The offer was from Sir Bryan Thwaites, a rich scientist and mathematician who was able to reach his position in life by virtue of scholarships from both schools. He wanted to help poor boys like himself. No, said the schools primly, they could not accept funding with “religious or ethnic criteria.”

They had also been advised that accepting the offer might breach the law on racial discrimination. This fear was knocked firmly on the head by Trevor Phillips, the former head of the Equalities and Human rights Commission and himself the son of immigrants from British Guiana, who had helped to draft much of Britain’s race relations law.

By rejecting Sir Bryan’s offer, the schools were effectively implying that the offer from their distinguished former pupil was racist. Yet his reasons for making the offer were clearly based on valid criteria, mainly the undeniable fact that white boys from lower income groups are leaving school with worse qualifications than another other social or ethnic group.

An official survey in 2014 showed that only boys from Bangladeshi, Pakistani, black African and Chinese backgrounds were achieving higher than average grades. White working-class boys were below average in academic performance, only a quarter of them achieving five decent grades at GCSE and only a shameful number going on to university.

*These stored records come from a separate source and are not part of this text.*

PR #6046, opened 2020-06-17
Fix #6045: Cookies add security if over HTTPS

### LINKED ISSUE #6045: Cookies: Add security to client side cookies
**Description**
Any cookies created on the client side over HTTPS should have `SameSite=Strict` and `secure=true`.

See: https://web.dev/samesite-cookies-explained/

All client side generated cookies over HTTPS should have `SameSite=Strict` and `secure=true`.

melloware:
- removed deprecated jquery.cookie.js plugin
- upgraded to js.cookie which is the pure Javascript successor library to jquery.cookie and supports SameSite
- Add missing `stateful` documentation of Carousel
- Fix JsDocof browser plugin
- Tested in IE11, Edge, Firefox and Chrome

@blutorange please review my JSDoc changes I think I did it right
@ravihariharan this goes along with your other fix


src/main/resources/META-INF/resources/primefaces/core/js.cookie.d.ts
```diff
@@ -0,0 +1,34 @@
+/**
+ * Namespace for the cookie Javascript Cookie, available as `Cookies.set` and `Cookies.get`.
+ * 
+ * Contains some additional types and interfaces required for the typings.
+ * https://github.com/js-cookie/js-cookie
+ */
+declare namespace CookieJs {
```
blutorange: @melloware  The JSDocs basically look good to me. If it compiles with the `-P jsdoc` profile, it should be fine.

One minor thing though: `js-cookie` has semi-official type declarations [on DefinitelyTyped](https://github.com/DefinitelyTyped/DefinitelyTyped/tree/master/types/js-cookie). Currently, these are for version 2.2 (as js-cookie has only a release candidate of version 3 so far). Eventually we should just use that (installed via npm during the build process).

In preparation for that, it would be good to rename the namespace and interface so that it matches what's on DefinitelyTyped:

```typescript
declare namespace Cookies {
	/**
	 * Represents the properties of a cookie, other that its name and value.
	 */
	export interface CookieAttributes {
        }
}
```

(and change the parts in core.js accordingly)

melloware:
OK I think I fixed it the way you wanted it.

blutorange:
Yeah, seems right to me.

melloware:
@blutorange It looks like js-cookie def even though it says 2.2 is actually up to date docs for 3.0 and has the signature we want.  https://github.com/DefinitelyTyped/DefinitelyTyped/blob/master/types/js-cookie/index.d.ts

How do I switch to use js-cookie in package.json instead of having this placeholder .ts file for Cookies?

blutorange:
@melloware Well, it's definitely not up to date for 3.0: e.g. it contains a `getJSON` method even though [that was removed](https://github.com/js-cookie/js-cookie/releases/tag/v3.0.0-beta.0), lacks the [new builder API](https://github.com/js-cookie/js-cookie/releases/tag/v3.0.0-beta.1) etc. I might take a look at update the declarations on DefinitelyTyped though, shouldn't be too hard as it's not a large library.

melloware:
Yep its not up to date but i am much more comfortable referencing it that having our own docs.  Assuming someone updates it someday and then an "npm update" should fix us up to the latest version of the type.  I really appreciate all your help on this stuff I am finally starting to get it. 👍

Speaking as a poor white working-class boy who managed to get to university, I think there is a case for saying that Westminister School and Dulwich College should be investigated for rejecting Sir Bryan’s offer – for blatant discrimination against whites.

Wise words on freedom

Sir Alan Moses, a wise man who has been chairman of IPSO, the Independent Press Standards Organisation, made a very important point when he said recently that freedom of expression includes the right to offend people. This is something that should be noted particularly by college campuses who have banned speakers with whom they disagree. Sir Alan, a former Appeal Court judge, said it was vital for a free society that there should be uncensored discussion of sensitive issues like religion and gender.

He also expressed his strong opposition to statutory control of what newspapers should be allowed to publish. It isn’t so very long since that threat was a very real one, with the Leveson report supporting it and Max Mosley offering to fund it. Thankfully, with its political proponent like Nick Clegg and Ed Miliband now powerless, and a journalist as Prime Minister, that wicked idea can finally be laid to rest.